In the Ekholm Selling study of girls born with non optimal birth characteristics, we found that girls born SGA had a hazard ratio of giving birth during the study period 25% lower among women who themselves were born with very LBWs, compared to women who weighed ≥1500 g at birth. Adjusting for childhood socio-economic characteristics did not markedly change the results. Ekholm Selling also found that women who were twins were less likely to have given birth.50 On the other hand, women who were born SGA were 9% more likely to have given birth during the study period. The explanation for this might be due to personality and temperament characteristics as well as to earlier pubertal development.58
There is also evidence for an intergenerational effect of non optimal birth characteristic. In our register study of 38,720 mother-offspring pairs, preterm birth appears to be more common in children whose mothers are born preterm or SGA, compared to mothers born at term. Also mothers whose fetal growth was moderately reduced but who did not meet the criterion of being born SGA are at higher risk of giving birth to both preterm and SGA children.59 Swamy et al.60 found in the Norwegian cohort from 1957 to 1988 that the incidence for girls born preterm of having a preterm offspring was 14% compared to 6.4% in girls born at term. This pattern could not be seen in men born preterm. Long term follow up studies on fertility outcomes for individuals born with one or more non optimal birth characteristics are time dependent, i.e. the reproductive period for most women is the time between 20 and 40 years of age whereas for men the possibility for fertilization is considered to be life long although with a decline in old age. Today we can offer persons with fertility problems a variety of assisted reproduction treatments such as in vitro fertilization (IVF), gamete donation, etc. Men and women born with non optimal birth characteristic may be in greater need of these treatments in order to have children. Thus, we found a higher incidence of preterm birth in a consecutive clinical sample of 2000 men and women born in Sweden who had sought infertility treatment (unpublished data). Follow up on treatment regimes for the group who themselves are born non optimal is needed in able to study outcomes and the effects of treatment.
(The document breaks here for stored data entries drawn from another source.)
PR #1442, opened 2025-12-03
OCPBUGS-66337: E2E:PPC:Use default worker mcp instead worker-cnf

mrniranjan:
PPC tests relied on using worker-cnf mcp
but this assumes that mustgather provided to ppc
tests contains worker-cnf mcp, which may not be the case.

So modifying to use default worker mcp instead worker-cnf

### DIFF
--- a/test/e2e/performanceprofile/functests/10_performance_ppc/ppc.go
+++ b/test/e2e/performanceprofile/functests/10_performance_ppc/ppc.go
@@ -63,7 +63,7 @@ func PPCTestCreateUtil() *PPCTestIntegration {
 
 var _ = Describe("[rfe_id: 38968] PerformanceProfile setup helper and platform awareness", Label(string(label.PerformanceProfileCreator)), func() {
 	mustgatherDir := testutils.MustGatherDir
-	mcpName := testutils.RoleWorkerCNF
+	mcpName := "worker"
 	ntoImage := testutils.NTOImage
 	Context("PPC Sanity Tests", Label(string(label.Tier0)), func() {
 		ppcIntgTest := PPCTestCreateUtil()
--- a/test/e2e/performanceprofile/functests/10_performance_ppc/ppc.go
+++ b/test/e2e/performanceprofile/functests/10_performance_ppc/ppc.go
@@ -63,7 +63,7 @@ func PPCTestCreateUtil() *PPCTestIntegration {
 
 var _ = Describe("[rfe_id: 38968] PerformanceProfile setup helper and platform awareness", Label(string(label.PerformanceProfileCreator)), func() {
 	mustgatherDir := testutils.MustGatherDir
-	mcpName := "worker"
+	mcpName := testutils.RoleWorker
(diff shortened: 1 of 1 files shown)


test/e2e/performanceprofile/functests/10_performance_ppc/ppc.go
```diff
@@ -63,7 +63,7 @@ func PPCTestCreateUtil() *PPCTestIntegration {
 
 var _ = Describe("[rfe_id: 38968] PerformanceProfile setup helper and platform awareness", Label(string(label.PerformanceProfileCreator)), func() {
 	mustgatherDir := testutils.MustGatherDir
-	mcpName := testutils.RoleWorkerCNF
+	mcpName := "worker"
```
Tal-or: The `testutils.RoleWorkerCNF` is configurable
https://github.com/openshift/cluster-node-tuning-operator/blob/c544e974701734b8d4c89937b5100535f870a743/test/e2e/performanceprofile/functests/utils/consts.go#L37

wouldn't it be better to simply set the environment variable correctly?

mrniranjan: that environment variable if i change will have an effect on whole tests suite apart from ppc, we were using testutils.RoleWorkerCNF, but if  i use ROLE_WORKER_CNF=worker, it will have affect on other tests because , we apply performance profile only on systems which worker-cnf label

mrniranjan: in the newer ci's which will run on prow ci, the mustgather is collected even before we label the systems and we want to use the same mustgather for ppc tests, so it's safe to use "worker" label , since it's default  and we don't have to make changes to ROLE_WORKER_CNF environment variable

Tal-or (approved):
/lgtm

test/e2e/performanceprofile/functests/10_performance_ppc/ppc.go
rshemtov13: Maybe create in the testutilss another role worker called ```RoleWorker``` just to keep it consistent.

mrniranjan: we could , the reason i didn't go through that because , this requires a new environment variable to be added to existing CI infrastructure . Considering that this will run  in prow CI where the number of environment variables are already a lot , i didn't go through that

Tal-or: we have https://github.com/openshift/cluster-node-tuning-operator/blob/c544e974701734b8d4c89937b5100535f870a743/test/e2e/performanceprofile/functests/utils/consts.go#L94

mrniranjan: Updated the code to use testutils.RoleWorker

Tal-or (approved):
/lgtm

PR #1464, opened 2026-01-30
Added GINKGO_LABEL_FILTER env variable to run-test.sh

SargunNarula:
To support removing of tests from upstream lanes based on filters,
added this env variable support to the run-test.sh file 

Signed-off-by: Sargun Narula [snarula@redhat.com](mailto:snarula@redhat.com)

### DIFF
--- a/hack/run-test.sh
+++ b/hack/run-test.sh
@@ -84,10 +84,15 @@ main() {
         NO_COLOR="--no-color"
     fi
 
+    LABEL_FILTER_FLAG=""
+    if [ -n "$GINKGO_LABEL_FILTER" ]; then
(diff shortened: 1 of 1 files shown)


hack/run-test.sh
```diff
@@ -84,10 +84,15 @@ main() {
         NO_COLOR="--no-color"
     fi
 
+    LABEL_FILTER_FLAG=""
```
Tal-or, line 87: Can't we just use the `EXTRA_PARAMS` flag?
If we do, no code change are needed

Tal-or: @SargunNarula if you're happy with suggestion above lets close the PR

SargunNarula: Yes, The purpose of this PR was resolved quite early. Closing in.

Alteration in susceptibility to diseases in childhood and later in adulthood of those born with one or more non-optimal birth characteristics may be related to impaired development in the uterus. Therefore, understanding the mechanisms which cause LBW is important for the development of future interventions for pregnant women and neonates. This could give these children a better chance of a healthy life both in the immediate future and in the long term and may also improve the possibility for them to have children in the future.
Future studies with longer follow up and with sophisticated models for measuring the most vulnerable period of birth for children who have a LBW or who are at risk for being born preterm are needed to be able to explore the underlying biological mechanisms and also to plan for prevention as well as for interventions during pregnancy.
The author has received grants from the Swedish Council for Working Life and Social Research (FAS) and the Medical Research Council of Southeast Sweden (FORSS).